Consciente que son heure était presque écoulée, Nynaeve décida de brusquer un peu les choses. Si Elayne la réveillait, il risquait de lui falloir des heures avant de se rendormir.

— Dans sept jours, dit-elle, une de nous deux vous retrouvera ici.

Egwene acquiesça.

— Dans sept jours, Rand se sera présenté à presque tous les chefs de tribu et de clan, et les Aiels seront tous derrière Celui qui Vient avec l’Aube.

Les Matriarches cillèrent toutes les deux et Amys tira sur son châle, mais Egwene ne s’en aperçut pas.

— La Lumière seule sait ce que Rand voudra faire à ce moment-là, conclut-elle.

— Dans sept jours, enchaîna Nynaeve, nous aurons pris à Liandrin ce que ses complices et elle cherchent avec tant d’acharnement.

Un vœu pieux… Plus vraisemblablement, l’Ajah Noir détiendrait l’arme mystérieuse.

Repensant à leur réaction, Nynaeve en déduisit que les Matriarches n’étaient pas certaines de voir tous les Aiels se rallier à Rand.

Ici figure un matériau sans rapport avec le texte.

PR #525, opened 2026-07-23
Harden the review panel against false negatives (sampling + cross-round re-check)

harrykim8672:
## Summary

Harden the review panel against **false negatives** — a lens missing a real
finding on a given run. Motivated by a live case (#521): the correctness lens
flagged a real regression, then reviewed the **same unchanged code clean** on a
re-run. The verifier refute pass can't help here — it only *drops* findings
(fights false *positives*); it can't add back a missed one.

Two complementary measures:

### Part 1 — sample each lens, union findings
Each lens now runs `samples` times (per-lens field in
`scripts/agent/lenses/lenses.json`, default 2) and the findings are **unioned**.
Any sample's finding enters the gate. The union goes through the existing
conservative `coerceFindings`/`dedupeFindings` (identical file+summary collapse
to the highest severity; distinct bugs never merge), and the existing verifier
refute pass is the precision counterweight. If **all** samples of a lens error,
it still fails closed. No LLM/semantic merge — that could over-merge two distinct
bugs into one, reintroducing the miss.

### Part 2 — re-check prior findings across rounds
Each round persists its blocking findings in the per-lens check run's
`output.text`. The next round reads the latest prior `agent-review-<lens>`
findings (`--prior-findings`) and re-verifies each against the **current** diff
with the same **biased-to-keep** refute pass: a prior finding survives unless it
is confidently *resolved*, so it can't vanish just because a later fresh pass
missed it. Unresolved priors merge (deduped) into the round's findings.
Persistence rides on the check-run output — **no new PR comment, no new
permission** (the review job keeps `issues: read`).

## Design notes
- Reuses `dedupeFindings`/`coerceFindings`/`verifyFinding`/`applyVerifications`
  unchanged; `review-panel.mjs` still never touches GitHub (the workflow feeds it
  the prior findings as a file).
- New exported helpers `unionSamples` / `parsePriorFindings`, unit-tested.

## Validation
`node --check`; `lenses.json` + workflow YAML parse; **16/16** agent unit tests
(3 new: `unionSamples`, `parsePriorFindings`, and a composition test guarding the
#521 miss — an unresolved prior finding a fresh pass "missed" still blocks);
dead-code + doc-staleness clean. The SDK sampling/re-check paths run only in real
CI; the pure merge/parse logic is unit-tested.

## Caveat (documented in `harness-engineering.md`)
Both measures **lower** false-negative odds; neither makes the panel safe to
self-promote. The required human review remains the backstop — #521 is the proof.

[...]

PR #608, opened 2026-07-31
Record when the review panel was wrong

hwisoo-kim:
## Summary

Records **when the review panel was wrong**, so the panel's tuning decisions can be
scored instead of argued. Script-only; consumed by nothing yet.

## The gap

The panel has been tuned repeatedly — severity thresholds, `samples: 2`, file-class
routing (#582), the novelty gate (#583), verifier unanimity, restatement clustering
(#591, #601) — and **not one of those decisions can be scored.**

Everything the pipeline records measures effort (`metrics.mjs`), self-agreement
(`compareSampleAgreement`), or process (`rounds.mjs`). Nothing records **outcomes**.
So each change was argued from intuition and two or three remembered incidents — and
the audit's own bar ("0 proven false negatives", "`critical` demonstrably in use", "≤ 2
rounds to converge") is unmeasurable for exactly the same reason.

## What lands

**`scripts/agent/misses.jsonl`** — strict JSONL, stable field order:

```
schema, id, label, source, pr, handoffAt, evidence{commitSha,commentId,url},
files[], fileClasses[], lens, severity, origin, summary,
panelSaw{reviewedSha,conclusion,blockingFindings}, verifiedBy, notes
```

`label` is `miss` **or** `false-positive`, both in one corpus deliberately: a change
that cuts misses by raising more findings has to pay for it in false positives, and a
corpus holding only one of the two would score that change as pure progress.

`fileClasses` and `origin` are additions to the planned shape, now that #582 and #583
ship the classifiers. They turn "we missed four bugs" into a claim about **which**
population the panel is weak on.

**`scripts/agent/harvest.mjs`** — two signatures, both from data GitHub already keeps:

1. **Human commits after handoff.** A human editing reviewable code after the panel
   approved is the shape of a missed defect.
2. **CodeRabbit findings the panel did not raise**, at blocking severity only — this
   corpus measures the *gate*.

## `verifiedBy: ""` is the load-bearing field

The harvester **proposes**; a human confirms. Nothing may consume a record until
someone has put their name there, and the harvester cannot set it even by accident
(`toMissRecord` defaults it, neither harvest path passes it, and a test asserts it).

An auto-harvested, auto-trusted corpus is a corpus of noise — and harvester noise is
**systematic**, since it follows whatever the matcher over-fires on. It would move the
panel somewhere specific and wrong rather than nowhere.

## Corrected from the plan: the CodeRabbit vocabulary was wrong for this repo

The plan specified keeping `Potential issue` / `Refactor suggestion` and dropping
`Nitpick`. **Nothing in this repository has ever emitted those strings.** Every inline
CodeRabbit finding back to #525 uses a three-field italic header:

```
_🎯 Functional Correctness_ | _🟠 Major_ | _⚡ Quick win_
```

A classifier keyed on the upstream labels would have matched zero comments and
reported an empty corpus as a clean bill of health — **a failure that reads as good
news**, which is the worst possible failure mode for this particular component.

Only *Functional Correctness* → `correctness` and *Security & Privacy* → `security` get
an automatic lens. Stability, Performance, Maintainability and Data Integrity each
plausibly map to two of our lenses or to none, and a guessed mapping would corrupt the
per-lens miss count the corpus exists to produce.

## Reuse the classifier, not the glob list

`interestingFiles` routes through `classifyFile` (#582) rather than the planned
hand-written `docs/**` / `*.md` / `.github/**` drop-list — which would have been the
*third* copy of a path table in `scripts/agent/`, and the second copy is how the first
rots.

It also forced a distinction the glob list hid: **`policy` is excluded on purpose.** A
human editing `.github/**` or `lenses/*.md` after handoff is changing **the reviewer**,
a different event from the reviewer missing a bug. One list cannot hold both
populations without corrupting the number.

## Opposite fail directions

| path | on doubt | why |
|---|---|---|
| every read | fewer candidates, never throws | a GitHub hiccup costs this run's proposals, not the corpus |
| `--append` (the only write) | **refuses** | one unparseable line means we don't know every id in the file, so appending could duplicate a curated record — and a duplicate double-counts in every later tally, silently and forever |

`dedupeById` keeps the **first** occurrence for the same reason: existing records are
passed ahead of fresh candidates, so a re-harvest can never blank a human's
`verifiedBy`.

## Three bugs the tests found, all failing toward "smaller corpus, no complaint"

- **`candidateId` coerced with `typeof === "string"`.** GitHub returns comment ids as
  **numbers**, so every CodeRabbit candidate on a PR got the identical id
  (`coderabbit:548:`) — and `dedupeById` would then have kept one, silently discarding
  the rest.
- **`parseJsonl` accepted a bare `7` as a record.** Valid JSON, not a record. Counting
  it as *unreadable* makes it visible and makes `--append` refuse.
- **`--append` silently did nothing.** The shared `parseArgs` has no boolean flags, so
  it read the next token as the value, got `undefined`, took the print-only branch, and
  **exited 0 reporting success.** The module's only write path was unreachable and said
  so in the affirmative.

`parseArgs` now takes a **declared** `booleans` list. Inference ("boolean if the next
token starts with `--`") also fails at end-of-argv, and `review-panel.mjs` deliberately
passes possibly-**empty** `--since-sha` / `--review-mode`, which must stay values.
Callers that pass no `booleans` are bit-for-bit unaffected.

## The seed data already answers a live question

#548's `test-adequacy` miss is proven **by construction**, not by judgement:

| sha | conclusion | blocking |
|---|---|---|
| `ab952c9` | success | 0 major |
| `ffeb1d2` | failure | 1 major |

The only difference between those commits is **+16 lines in `docs/design/sharing.md`**.
No test file changed. No source file changed. The same lens, reading byte-identical
test content, found a real and specific defect (a vacuous paste test that passes
whether or not the read-only guard exists) on one run and missed it on the other — and
the `success` came **first**, so a one-sample panel would have approved and stopped.

That is the strongest evidence yet against dropping to `samples: 1`.

## The two signatures corroborated each other

The seeds were hand-built from evidence. Then the harvester ran over #548 from the
completely independent human-commit signature and proposed:

- *"Guard read-only mutations at the EditorAPI boundary"* → the fix for seed 1
- *"Add real-payload paste test + cut/select-all/table-menu coverage"* → the fix for seed 2

Two signatures sharing no input agreeing on the same two defects is stronger evidence
the harvester works than its own test suite. The third candidate ("restore test shims,
add copy coverage") is probably **not** a panel miss — that's the honest
signal-to-noise ratio, and it was left in rather than quietly curated out.

## Never feed this to a lens

Not as few-shot examples, not as "past misses to watch for". Three independent reasons,
any one sufficient: it biases lenses toward historical bug shapes when the next defect
is by definition new; it re-grows the prompt incremental review exists to shrink; and
it is a verbatim archive of **attacker-influenceable text** (CodeRabbit bodies,
contributor commit messages). Stated at the top of the module and in the design doc.

## Verification

`pnpm verify:self` green (**11/11**) · **425 agent tests** (388 on `main`).

- **End-to-end against the real API** on #548: 3 candidates, exit 0.
- **`--append` run, then re-run** — the second run appends nothing.
- **The append refusal mutation-tested**: a hand-truncated line produced
  `refusing to append — 1 unreadable line(s)`, named the line number, and wrote nothing.
- **The corpus file has its own test** — every line parses, every record carries the
  exact field order, a known label/source, a PR number, a summary, an evidence URL, and
  no duplicate ids. An eval set that silently fails to parse means every later
  measurement is quietly taken against a smaller corpus than people believe they have.
- **`mark-ready.mjs` and `spec-to-pr.mjs` still load** after `HANDOFF_MARKER` moved into
  `disclosure.mjs` (it is now a contract between two modules, and `mark-ready.mjs` runs
  its CLI at import time so nothing can import a constant from it).

**The corpus is five records, three of them unverified candidates and none of them
signed.** It measures nothing yet, and it will not until someone curates. That is the
design — but it means the value of this PR is entirely deferred, and a corpus nobody
curates is worse than none, because its emptiness will read as evidence.

**`samples: 2` is not settled by one record either.** The flip proves single-sample
non-determinism exists in the dangerous direction; it does not measure how often. That
needs `unionSamples` to tag sample provenance, which is not in this PR.

## Linked Issues

## Author checklist

## Verification checklist

## Risk Assessment

- **Data/security risk:** no permission or trust-model change. The one behavioral
  change outside new files is `parseArgs` gaining an opt-in `booleans` parameter;
  callers that omit it parse identically, which is asserted by a test, and it matters
  because that parser is on the path that narrows the reviewed diff.
- **Rollback:** revert. Nothing reads `misses.jsonl`.

## Notes for Reviewers

  and reviewed by me.
- **What needs a human next:** put a handle in `verifiedBy` on the records that hold
  up, and delete the ones that don't. Two are mechanically proven; one is likely noise.
- **`commitCheckRuns`** was split out of `gh-checks.mjs` so reading one commit's verdict
  no longer costs one API call per commit on the PR. `prCommitsWithCheckRuns` now
  delegates to it, and the two keep **opposite** catch behavior on purpose — pinned by a
  test, because the harvester needs "could not look" to be distinguishable from "the
  panel never ran".

## Summary by CodeRabbit

* **New Features**
  * Added tooling to collect, normalize, validate, and deduplicate review-panel misses and false positives in JSONL format.
  * Added feedback harvesting from pull requests, human follow-up changes, and automated review findings.
  * Added five historical feedback records for calibration.
  * Improved command-line flag handling and check-run retrieval.

* **Documentation**
  * Documented corpus design, harvesting workflows, validation rules, security boundaries, and remaining curation tasks.

* **Tests**
  * Added comprehensive coverage for harvesting, parsing, validation, deduplication, filtering, and command-line behavior.


hackerwins:
@coderabbitai review this.

harrykim8672 (approved):
Thanks for your contribution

Egwene doutant de son côté des intentions du jeune homme, personne dans cette affaire n’avait l’ombre d’une certitude. Mais il aurait été inutilement cruel d’ajouter encore du poids au fardeau d’Egwene en évoquant tout ce qui à Tanchico était également loin d’être gagné.

— Au moment du prochain rendez-vous, assura donc Nynaeve, nous aurons capturé toutes ces femmes et elles seront en route pour la Tour Blanche afin d’être jugées. S’il le faut, nous les mettrons dans des sacs, comme on le fait pour les oies.

— Nynaeve, souffla Egwene, essaie d’être prudente. Je sais que ce mot ne fait pas partie de ton vocabulaire, mais essaie quand même. Et fais part de ce conseil à Elayne. Elle est moins… téméraire… que toi, mais pas tant que ça, tout compte fait.

Amys et Bair posèrent chacune une main sur l’épaule d’Egwene. En un clin d’œil, Nynaeve se retrouva seule dans le Cœur de la Pierre.

Essayer d’être prudente ? Stupide enfant ! La prudence était le premier souci de Nynaeve. Et pourquoi Egwene avait-elle eu cette hésitation sur le mot « téméraire » ? Aurait-elle voulu dire autre chose ? Au lieu de tirer sur sa natte, Nynaeve croisa les bras. Plus que probablement, il valait mieux qu’elle ne sache pas ce qu’avait failli dire la jeune femme.

Soudain, elle s’avisa qu’elle avait oublié de mentionner Egeanin. Au fond, c’était peut-être mieux, parce que ç’aurait réveillé chez Egwene de douloureux souvenirs. Des semaines après avoir été libérée, la pauvre petite faisait encore des cauchemars d’où elle émergeait en criant qu’elle ne voulait pas être enchaînée. Mieux valait enterrer tout ça. D’autant plus qu’Egwene ne rencontrerait sûrement jamais la Seanchanienne.